** Supplied material follows **

PR #748, opened 2026-06-22
Security considerations on untrusted input

c2bo:
Fixes the concerns raised in #647 and broadens the scope to untrusted JSON input

Should this also go in 1.0?

PR #759, opened 2026-07-13
Add text on untrusted input to 1.0

c2bo:
Mirrors the changes of #748 for 1.0 errata.

### DIFF
--- a/1.0/openid-4-verifiable-presentations-1_0.md
+++ b/1.0/openid-4-verifiable-presentations-1_0.md
@@ -1919,6 +1919,15 @@ these constraints. The Wallet is not controlled by the Verifier and the Verifier
 MUST perform its own security checks on the returned Credentials and
 Presentations.
 
+## Parsing of untrusted inputs
+
+Wallets MUST treat all incoming requests as untrusted input. To mitigate injection and resource exhaustion attacks, Wallets MUST implement input validation on the Authorization Request and its enclosed DCQL query.
+
+Wallets SHOULD implement the following steps:
+
+* Enforce input validation: Verify that the Authorization Request and DCQL query contain no malformed properties. Unknown parameters MUST be ignored.
+* Apply resource limits: Enforce maximum length restrictions on strings, maximum depths for nested objects, and maximum item counts for arrays within the query.
+
 # Privacy Considerations {#privacy-considerations}
 
 Many privacy considerations are specific to the Credential format and associated proof type used in a particular Presentation.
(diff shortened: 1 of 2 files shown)


fkj (approved):

paulbastian (approved):

awoie (approved):

martijnharing:
Given this text, is the following an accurate interpretation?

In the following cases any wallet is mandated to abort processing if:
- There is a credential query id field that contains the character ~
- There is a nonce field that contains the character ±

If the wallet supports encrypted response, it is mandated to abort processing if:
- There is an encrypted_response_enc_values_supported field that contains the character ±

If the wallet supports the authority key identifier, it is mandated to abort processing if:
- There is an authority key identifier that's not valid base64url

If the wallet supports signed requests and the wallet supports the x5c header, it is mandated to abort processing if:
-  The x5c header contains an element that's not a X.509 certificate

1.0/openid-4-verifiable-presentations-1_0.md
```diff
@@ -1934,6 +1934,15 @@ these constraints. The Wallet is not controlled by the Verifier and the Verifier
 MUST perform its own security checks on the returned Credentials and
 Presentations.
 
+## Parsing of untrusted inputs
+
+Wallets MUST treat all incoming requests as untrusted input. To mitigate injection and resource exhaustion attacks, Wallets MUST implement input validation on the Authorization Request and its enclosed DCQL query.
+
+Wallets SHOULD implement the following steps:
```
lj-raidiam:
```suggestion
Wallets SHOULD implement at least the following steps:
```

c2bo: I am ok with that change (although I don't believe it changes a lot), but then we should change the 1.1 text accordingly (which was already merged in a previous PR)

fkj:
> Given this text, is the following an accurate interpretation?

@martijnharing After thinking through this a bit more, I think the pedantic answer is no.

This says that a Wallet MUST do input validation, but the specific steps are only a SHOULD. So if you are a very pedantic Wallet, you probably could argue in the direction of doing "input validation" but not actually doing any of the things we consider to be input validation. I think that would be a case of malicious compliance that only hurts the Wallet itself.

Orthogonally, this proposed text also does not say that the Wallet MUST do anything specific if the validation fails. If you want to strengthen it, we could add some text like we have in other places: "The Wallet MUST abort processing and return an error if any input did not pass the validation." I guess the error should be an `invalid_request`.

1.0/openid-4-verifiable-presentations-1_0.md
Sakurann: WG discussion. Christian to push this update to both files

Sakurann:
wg discussion
if after the discussions following your question, you believe there is a change needed to the spec, @martijnharing please open an issue about wallet behavior when input validation fails. if spec text stays the current way, wallet is not forced to abort a request whose validation failed.

PR #761, opened 2026-07-19
Add security guidance for platform-specific Origins and DC API.

### LINKED ISSUE #646: Handling of `origin` in Native Mobile Platform App to App flows for DC API

fkj:
I have only added the guidance to 1.1 so far, but I guess we should also add it to 1.0 as an errata.
This is purely clarification of existing expectations of the platforms.

This resolves #646.


1.1/openid-4-verifiable-presentations-1_1.md
```diff
@@ -117,7 +117,7 @@ Issuer-Holder-Verifier Model:
...
+: An identifier for the calling website or native application, asserted by the underlying web or application platform. For Web-based callers, the Origin is an opaque `origin` or `tuple origin` as defined in the "Origins" section of [@!whatwg.html]. For native application callers, the Origin follows a platform-specific convention. Some platforms use a linked web origin, while others use a platform-specific application origin. For example, the Verifier for the organization MyExampleOrg is served from https://verify.example.com. The corresponding web Origin is https://verify.example.com, where https is the scheme, verify.example.com is the host, and the port is not explicitly included because 443 is the default port for https. On some platforms, a native application uses the same Origin, while on others it uses a platform-specific value such as platform:pkg-key-hash:Z4OFzVVSZrzTRa3eg79hUuHy12MVW0vzPDf4q4zaPs0. The Origin provided by the underlying platform is outside the scope of this specification and MUST be treated as an opaque string (but see #dc_api_origin_security_considerations for the expected properties of platform-specific application Origins).
```
```suggestion
: An identifier for the calling website or native application, asserted by the underlying web or application platform. For Web-based callers, the Origin is an opaque `origin` or `tuple origin` as defined in the "Origins" section of [@!whatwg.html]. For native application callers, the Origin follows a platform-specific convention. Some platforms use a linked web origin, while others use a platform-specific application origin. For example, the Verifier for the organization MyExampleOrg is served from https://verify.example.com. The corresponding web Origin is https://verify.example.com, where https is the scheme, verify.example.com is the host, and the port is not explicitly included because 443 is the default port for https. On some platforms, a native application uses the same Origin, while on others it uses a platform-specific value such as platform:pkg-key-hash:Z4OFzVVSZrzTRa3eg79hUuHy12MVW0vzPDf4q4zaPs0. The Origin provided by the underlying platform is outside the scope of this specification and MUST be treated as an opaque string (see (#dc_api_origin_security_considerations) for the expected properties of platform-specific application Origins).
```

1.1/openid-4-verifiable-presentations-1_1.md
```diff
@@ -2677,6 +2677,15 @@ The following security considerations from OpenID4VP apply:
 * Security Checks on the Returned Credentials and Presentations as described in (#dcql_query_security).
 * DCQL Value Matching as described in (#dcql-value-matching).
 
+### Use of platform-specific application origins {#dc_api_origin_security_considerations}
+
+Some platforms use platform-specific application Origins with the Digital Credentials API.
```
c2bo, line 2682: It's strictly speaking not DC API and we should probably make that clear: the OS layer credential management APIs are not governed by the W3C specification, but they might choose to allow local (app-to-app) requests that re-use DC API definitions.

fkj: Is the Origin not transported through the DC API? I think this might fall under the general clause in the beginning of the overall section that says that by DC API we mean also other things that look like the DC API. Or can you suggest some alternative text to clarify what you mean?

c2bo: I didn't remember the terminology section. I think it is fine with the terminology

c2bo (approved):

1.1/openid-4-verifiable-presentations-1_1.md
```diff
@@ -2677,6 +2677,15 @@ The following security considerations from OpenID4VP apply:
...
+While the Origin values used by platforms and the transport of the request and Origin to the Wallet are outside the scope of this specification, the security of the protocol rests on the following properties:
+
+* The platform must provide collision-resistant values when assigning Origins.
+* The platform must ensure that each application using the platform is assigned a unique Origin.
+* The platform must ensure that it transports the Origin value to the Wallet unmodified, such that values can be compared to the `expected_origins` using exact string comparison.
```
```suggestion
* The platform provides collision-resistant values when assigning Origins.
* The platform ensures that each application using the platform is assigned a unique Origin.
* The platform ensures that it transports the Origin value to the Wallet unmodified, such that values can be compared to the `expected_origins` using exact string comparison.
```

Sakurann:
WG call:
the goal is to make sure this PR is not factually wrong.
@martijnharing to review text in this PR to ensure assumptions about platform behavior is not off. (there is no iOS implementation to verify what is in this PR.)
@QZHelen would appreciate if you can approve this PR in addition to issue comment.
@fkj to open another issue to revise text about platforms to make it generic and future-proofing

QZHelen (approved):

Sakurann (approved):

dpostnikov:
Outstanding task: @martijnharing to review text in this PR to ensure assumptions about platform behavior is not off. (there is no iOS implementation to verify what is in this PR.)

1.1/openid-4-verifiable-presentations-1_1.md
```diff
@@ -2677,6 +2677,15 @@ The following security considerations from OpenID4VP apply:
...
 * DCQL Value Matching as described in (#dcql-value-matching).
 
+### Use of platform-specific application origins {#dc_api_origin_security_considerations}
+
+Some platforms use platform-specific application Origins with the Digital Credentials API.
+While the Origin values used by platforms and the transport of the request and Origin to the Wallet are outside the scope of this specification, the security of the protocol rests on the following properties:
+
+* The platform provides collision-resistant values when assigning Origins.
+* The platform ensures that each application using the platform is assigned a unique Origin.
+* The platform ensures that it transports the Origin value to the Wallet unmodified, such that values can be compared to the `expected_origins` using exact string comparison.
```
martijnharing: This last one only applies when it's not the platform generating the origin correct? If so, do we need to say that?

When any origin is generated (including by the platform), the generation and/or transportation of origin must be done in such a way that both the Wallet and the RP must be able to generate the (exact) same value for the origin.

fkj: Yes, or if the platform generates any kind of "seed" that is then used to generate the origin. The difficult part is writing this in a way that does not assume anything about the way the origin is obtained by/provided to the wallet/verifier.
You're right that this is more of a "it will not work" consideration than a security consideration, so we could consider just dropping it.

brentzundel:
Discussed in DCP WG call. Proposal is to remove the last line, as it add more confusion than guidance.

1.1/openid-4-verifiable-presentations-1_1.md
fkj: I dropped it in 3cf9b59.

dpostnikov (approved):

** End of Supplied material **

◆ **Instructions for the task**: In how many lines of the data does the string "unique" appear? Only the number should be given.

◆ **Exercise output**: 3